There are many things we can say to a new mother, but most are down right annoying, not necessary, unsolicited, or quite often bonkers.
We are led down a garden path of nonsense which makes us wonder will we ever get this parenting gig right? We bubble with poor self-confidence, and self-doubt creeps in because all anyone can do is talk about what we need to do with the baby.
Let’s take a pause here for a second and remember that our new mum friends may not want to talk about the chores, the chaos, and how we just have to, have to, make time for self-care.
Maybe new motherhood has them spiralling in a flurry of unexpected emotions, cascading with sleepless nights, and feeling so very unlike themselves. Maybe they look in the mirror and miss the person they used to be.
And then you rock up at their door, casserole in one hand and a bottle of Nosecco in the other. You may goo goo ga ga over the baby, while she gratefully pops the casserole in the fridge and takes down two glasses hoping that the conversation won’t swerve towards "Is he a good baby?", "Whats it like having a mini-you?" or "Is he sleeping at night yet?"

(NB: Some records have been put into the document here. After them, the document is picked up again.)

PR #958, opened 2020-06-18
Avoid NPE in AppDeployerData

### LINKED ISSUE #957: Handle AppDeployerData when it is not available for a release
If a release doesn't have an `AppDeployerData` associated with it, we need to handle the operations related to `AppDeployerData` appropriately. 

When the `AppDeployerData` domain was designed we always enforced that it should be available for the release but, it turns out that in some cases, there could be missing AppDeployerData. For instance, if the config server isn't available to retrieve app metadata etc.,

ilayaperumalg:
- Though the `AppDeployerData` is expected to be non-null, we have seen some scenarios where NPEs are thrown when retrieving the AppDeployerData.
   Hence, added null check at all the places where `AppDeployerData` is used.

Resolves #957


jvalkeal:
lgtm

While the baby coo’s at you, remember that the woman sitting opposite you, sipping the gentle bubbles, may be lamenting the life she once had. How does the conversation go with a person who is in a state of flux? How do you fill in the gaps? So, what do new moms really need to hear?
They need to hear what’s normal. How Jake is being his usual self at work and stealing paperclips; that Hannah ran her first 5k and wears the medal to buy frozen veg; that a three-day migraine knocked you for six; and that you will be there to talk, rant, give out without repercussion or judgement because we know new motherhood is hard.
We know a new mum doesn’t need advice about how to feed the baby, how to lose the baby weight, or what old wives' tale might possibly work for colic. Our friends in new motherhood are still our friends. She is still the same person who made you laugh so hard ketchup came out of your nose.